*WHAT TO PRODUCE*:
Reproduce word for word the line that contains "-55,6 +55,13 @@" and every line after it to the end of the records, with nothing else added.

Saved entries:

* * *

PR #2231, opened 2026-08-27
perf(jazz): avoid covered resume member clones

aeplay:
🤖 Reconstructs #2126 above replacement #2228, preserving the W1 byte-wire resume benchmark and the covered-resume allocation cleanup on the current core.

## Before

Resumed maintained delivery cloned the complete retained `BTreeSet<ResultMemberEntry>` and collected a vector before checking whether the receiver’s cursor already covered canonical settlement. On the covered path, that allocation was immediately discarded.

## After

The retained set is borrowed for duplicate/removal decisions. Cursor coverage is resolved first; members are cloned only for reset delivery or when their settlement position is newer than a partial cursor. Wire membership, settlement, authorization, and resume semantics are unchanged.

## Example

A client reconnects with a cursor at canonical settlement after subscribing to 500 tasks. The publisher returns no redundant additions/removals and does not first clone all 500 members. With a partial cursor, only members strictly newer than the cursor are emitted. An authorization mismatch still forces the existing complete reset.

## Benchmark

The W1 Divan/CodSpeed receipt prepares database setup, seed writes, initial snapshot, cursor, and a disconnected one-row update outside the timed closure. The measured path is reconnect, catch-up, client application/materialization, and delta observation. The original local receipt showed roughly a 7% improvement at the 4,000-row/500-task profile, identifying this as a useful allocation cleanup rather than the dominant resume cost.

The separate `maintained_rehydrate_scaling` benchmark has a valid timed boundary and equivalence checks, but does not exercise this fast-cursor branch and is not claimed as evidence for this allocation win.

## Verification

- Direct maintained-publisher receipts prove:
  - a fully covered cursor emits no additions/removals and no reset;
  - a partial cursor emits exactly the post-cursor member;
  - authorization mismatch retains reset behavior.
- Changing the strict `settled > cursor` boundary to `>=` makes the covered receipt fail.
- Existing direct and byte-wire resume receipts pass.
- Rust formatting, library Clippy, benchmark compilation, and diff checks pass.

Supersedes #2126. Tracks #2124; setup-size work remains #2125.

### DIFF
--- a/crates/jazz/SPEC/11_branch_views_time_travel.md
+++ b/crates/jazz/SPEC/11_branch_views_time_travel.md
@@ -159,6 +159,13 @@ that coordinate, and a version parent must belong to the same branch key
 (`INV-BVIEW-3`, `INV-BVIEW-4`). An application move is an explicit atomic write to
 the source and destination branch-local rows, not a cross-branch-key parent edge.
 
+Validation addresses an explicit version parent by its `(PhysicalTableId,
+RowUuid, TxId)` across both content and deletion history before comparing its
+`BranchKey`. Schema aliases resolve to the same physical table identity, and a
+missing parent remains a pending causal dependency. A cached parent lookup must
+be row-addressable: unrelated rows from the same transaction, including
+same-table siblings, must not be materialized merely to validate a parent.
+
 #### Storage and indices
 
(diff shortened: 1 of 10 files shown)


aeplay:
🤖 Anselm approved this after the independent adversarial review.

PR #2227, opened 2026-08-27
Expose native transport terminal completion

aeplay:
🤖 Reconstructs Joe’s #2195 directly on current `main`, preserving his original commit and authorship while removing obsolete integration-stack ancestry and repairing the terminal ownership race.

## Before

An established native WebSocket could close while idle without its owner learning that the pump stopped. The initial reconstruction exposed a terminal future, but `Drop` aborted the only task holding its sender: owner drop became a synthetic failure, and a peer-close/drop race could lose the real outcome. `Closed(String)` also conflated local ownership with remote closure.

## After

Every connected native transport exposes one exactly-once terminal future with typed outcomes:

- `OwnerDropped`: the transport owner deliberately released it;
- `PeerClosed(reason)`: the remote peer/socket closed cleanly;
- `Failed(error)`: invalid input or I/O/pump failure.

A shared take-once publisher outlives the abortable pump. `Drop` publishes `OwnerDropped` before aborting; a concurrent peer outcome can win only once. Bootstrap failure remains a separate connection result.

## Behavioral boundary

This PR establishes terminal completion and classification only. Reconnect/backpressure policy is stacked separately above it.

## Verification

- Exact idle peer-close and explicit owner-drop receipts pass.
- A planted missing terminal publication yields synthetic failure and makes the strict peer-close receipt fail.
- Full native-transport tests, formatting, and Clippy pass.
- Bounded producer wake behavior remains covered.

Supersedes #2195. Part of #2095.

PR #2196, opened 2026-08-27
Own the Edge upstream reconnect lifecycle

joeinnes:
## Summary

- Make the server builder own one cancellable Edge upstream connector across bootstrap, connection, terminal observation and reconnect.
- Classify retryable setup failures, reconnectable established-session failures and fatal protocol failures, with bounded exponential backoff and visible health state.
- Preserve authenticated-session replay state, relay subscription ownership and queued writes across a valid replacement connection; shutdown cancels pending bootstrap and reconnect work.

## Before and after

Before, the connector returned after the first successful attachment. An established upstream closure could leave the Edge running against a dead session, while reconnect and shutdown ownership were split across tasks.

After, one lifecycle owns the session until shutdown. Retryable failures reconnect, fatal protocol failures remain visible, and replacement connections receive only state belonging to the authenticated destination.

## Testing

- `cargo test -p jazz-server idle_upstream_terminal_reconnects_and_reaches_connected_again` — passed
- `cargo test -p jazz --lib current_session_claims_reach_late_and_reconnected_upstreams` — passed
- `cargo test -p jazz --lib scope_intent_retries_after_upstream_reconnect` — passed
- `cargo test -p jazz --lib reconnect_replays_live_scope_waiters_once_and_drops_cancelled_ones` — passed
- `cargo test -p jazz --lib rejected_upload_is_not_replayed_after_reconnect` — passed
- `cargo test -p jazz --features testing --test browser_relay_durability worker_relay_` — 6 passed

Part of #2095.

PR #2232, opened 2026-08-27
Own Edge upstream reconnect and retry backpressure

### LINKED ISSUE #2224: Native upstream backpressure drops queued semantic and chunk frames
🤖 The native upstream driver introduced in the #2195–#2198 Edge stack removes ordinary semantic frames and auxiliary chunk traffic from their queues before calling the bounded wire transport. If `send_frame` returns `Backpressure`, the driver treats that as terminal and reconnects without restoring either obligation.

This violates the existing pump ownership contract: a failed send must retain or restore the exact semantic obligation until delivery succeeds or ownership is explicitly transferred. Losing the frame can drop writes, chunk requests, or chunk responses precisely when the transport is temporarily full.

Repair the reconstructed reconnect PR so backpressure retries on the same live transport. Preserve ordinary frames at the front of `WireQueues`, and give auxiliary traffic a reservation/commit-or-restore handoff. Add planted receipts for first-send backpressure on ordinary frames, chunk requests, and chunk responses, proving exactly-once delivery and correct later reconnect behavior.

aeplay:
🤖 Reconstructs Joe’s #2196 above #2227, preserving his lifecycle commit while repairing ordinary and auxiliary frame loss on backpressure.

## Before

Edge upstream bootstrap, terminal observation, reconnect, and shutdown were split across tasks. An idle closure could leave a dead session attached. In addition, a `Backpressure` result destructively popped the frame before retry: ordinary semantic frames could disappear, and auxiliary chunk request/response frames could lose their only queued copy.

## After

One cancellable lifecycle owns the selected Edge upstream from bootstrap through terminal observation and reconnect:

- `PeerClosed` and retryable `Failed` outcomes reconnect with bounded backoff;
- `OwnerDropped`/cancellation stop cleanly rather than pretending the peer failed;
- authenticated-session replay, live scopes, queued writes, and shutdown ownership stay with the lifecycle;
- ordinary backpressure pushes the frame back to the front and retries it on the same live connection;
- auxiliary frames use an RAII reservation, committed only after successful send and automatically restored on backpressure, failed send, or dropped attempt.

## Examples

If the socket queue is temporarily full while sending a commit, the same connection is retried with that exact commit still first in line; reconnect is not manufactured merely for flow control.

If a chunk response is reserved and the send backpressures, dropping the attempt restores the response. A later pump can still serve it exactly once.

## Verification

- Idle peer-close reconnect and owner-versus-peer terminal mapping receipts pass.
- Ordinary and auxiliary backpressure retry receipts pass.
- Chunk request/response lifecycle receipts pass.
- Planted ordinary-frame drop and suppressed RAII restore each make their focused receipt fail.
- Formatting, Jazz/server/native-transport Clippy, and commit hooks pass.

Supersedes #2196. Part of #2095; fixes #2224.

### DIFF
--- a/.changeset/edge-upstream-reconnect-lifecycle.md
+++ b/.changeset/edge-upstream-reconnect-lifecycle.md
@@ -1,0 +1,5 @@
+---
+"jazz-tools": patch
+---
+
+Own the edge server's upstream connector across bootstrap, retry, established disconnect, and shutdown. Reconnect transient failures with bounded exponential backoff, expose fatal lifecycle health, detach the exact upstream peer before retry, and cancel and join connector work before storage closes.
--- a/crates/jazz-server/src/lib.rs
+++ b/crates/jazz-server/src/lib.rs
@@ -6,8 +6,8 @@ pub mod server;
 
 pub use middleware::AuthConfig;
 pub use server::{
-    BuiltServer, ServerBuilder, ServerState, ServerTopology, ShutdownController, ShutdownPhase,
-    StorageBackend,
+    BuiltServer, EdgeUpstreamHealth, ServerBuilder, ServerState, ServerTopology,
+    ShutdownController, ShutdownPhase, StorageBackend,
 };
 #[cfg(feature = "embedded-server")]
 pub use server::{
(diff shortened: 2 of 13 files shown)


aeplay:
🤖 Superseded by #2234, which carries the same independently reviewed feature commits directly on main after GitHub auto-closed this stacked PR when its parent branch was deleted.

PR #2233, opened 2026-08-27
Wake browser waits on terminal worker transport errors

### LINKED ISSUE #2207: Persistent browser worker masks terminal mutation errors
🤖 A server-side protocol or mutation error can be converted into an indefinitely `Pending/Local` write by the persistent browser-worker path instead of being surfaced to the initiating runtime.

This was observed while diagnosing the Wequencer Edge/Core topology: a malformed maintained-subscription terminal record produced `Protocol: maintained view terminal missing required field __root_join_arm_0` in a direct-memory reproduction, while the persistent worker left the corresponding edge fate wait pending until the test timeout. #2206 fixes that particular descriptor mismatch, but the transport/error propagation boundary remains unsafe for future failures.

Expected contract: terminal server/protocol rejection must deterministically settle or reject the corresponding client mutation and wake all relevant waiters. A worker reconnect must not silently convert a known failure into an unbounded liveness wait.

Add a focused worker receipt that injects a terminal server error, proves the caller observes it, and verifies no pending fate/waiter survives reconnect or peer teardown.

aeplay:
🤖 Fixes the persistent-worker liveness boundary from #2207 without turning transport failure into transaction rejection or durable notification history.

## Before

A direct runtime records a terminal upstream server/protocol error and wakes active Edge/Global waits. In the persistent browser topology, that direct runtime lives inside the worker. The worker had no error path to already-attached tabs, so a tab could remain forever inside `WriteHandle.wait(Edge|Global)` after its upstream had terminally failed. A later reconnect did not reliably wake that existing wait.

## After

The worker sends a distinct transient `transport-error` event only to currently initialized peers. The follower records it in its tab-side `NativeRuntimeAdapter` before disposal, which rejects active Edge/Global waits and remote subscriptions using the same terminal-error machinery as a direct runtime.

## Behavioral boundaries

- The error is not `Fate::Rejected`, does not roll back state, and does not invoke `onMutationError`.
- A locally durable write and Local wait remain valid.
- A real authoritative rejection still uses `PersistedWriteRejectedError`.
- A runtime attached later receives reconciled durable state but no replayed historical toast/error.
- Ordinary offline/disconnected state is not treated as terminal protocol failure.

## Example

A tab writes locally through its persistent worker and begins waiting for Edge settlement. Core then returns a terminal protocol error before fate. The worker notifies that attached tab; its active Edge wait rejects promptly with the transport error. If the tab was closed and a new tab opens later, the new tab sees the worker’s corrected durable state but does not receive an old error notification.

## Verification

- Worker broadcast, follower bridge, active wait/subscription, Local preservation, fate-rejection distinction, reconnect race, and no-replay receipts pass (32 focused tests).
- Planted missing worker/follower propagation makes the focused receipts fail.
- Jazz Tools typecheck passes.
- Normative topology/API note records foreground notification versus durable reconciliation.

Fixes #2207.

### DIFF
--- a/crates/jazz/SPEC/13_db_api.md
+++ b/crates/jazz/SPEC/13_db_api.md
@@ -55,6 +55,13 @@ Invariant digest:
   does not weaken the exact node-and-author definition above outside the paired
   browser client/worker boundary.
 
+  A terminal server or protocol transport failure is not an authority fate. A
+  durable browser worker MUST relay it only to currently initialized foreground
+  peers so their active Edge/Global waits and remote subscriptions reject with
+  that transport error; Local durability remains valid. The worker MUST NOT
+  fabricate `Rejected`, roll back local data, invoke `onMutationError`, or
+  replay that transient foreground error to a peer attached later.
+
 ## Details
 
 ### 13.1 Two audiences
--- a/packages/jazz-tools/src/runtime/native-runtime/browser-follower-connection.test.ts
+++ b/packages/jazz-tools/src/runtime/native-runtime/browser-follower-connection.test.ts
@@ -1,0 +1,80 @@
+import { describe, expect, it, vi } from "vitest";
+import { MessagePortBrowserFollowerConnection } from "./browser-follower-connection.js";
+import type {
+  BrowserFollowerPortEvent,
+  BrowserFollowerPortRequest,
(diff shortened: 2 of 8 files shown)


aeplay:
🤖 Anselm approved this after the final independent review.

* * *

*ANSWER TO THIS TASK*:
@@ -55,6 +55,13 @@ Invariant digest:
   does not weaken the exact node-and-author definition above outside the paired
   browser client/worker boundary.
 
+  A terminal server or protocol transport failure is not an authority fate. A
+  durable browser worker MUST relay it only to currently initialized foreground
+  peers so their active Edge/Global waits and remote subscriptions reject with
+  that transport error; Local durability remains valid. The worker MUST NOT
+  fabricate `Rejected`, roll back local data, invoke `onMutationError`, or
+  replay that transient foreground error to a peer attached later.
+
 ## Details
 
 ### 13.1 Two audiences
--- a/packages/jazz-tools/src/runtime/native-runtime/browser-follower-connection.test.ts
+++ b/packages/jazz-tools/src/runtime/native-runtime/browser-follower-connection.test.ts
@@ -1,0 +1,80 @@
+import { describe, expect, it, vi } from "vitest";
+import { MessagePortBrowserFollowerConnection } from "./browser-follower-connection.js";
+import type {
+  BrowserFollowerPortEvent,
+  BrowserFollowerPortRequest,
(diff shortened: 2 of 8 files shown)


aeplay:
🤖 Anselm approved this after the final independent review.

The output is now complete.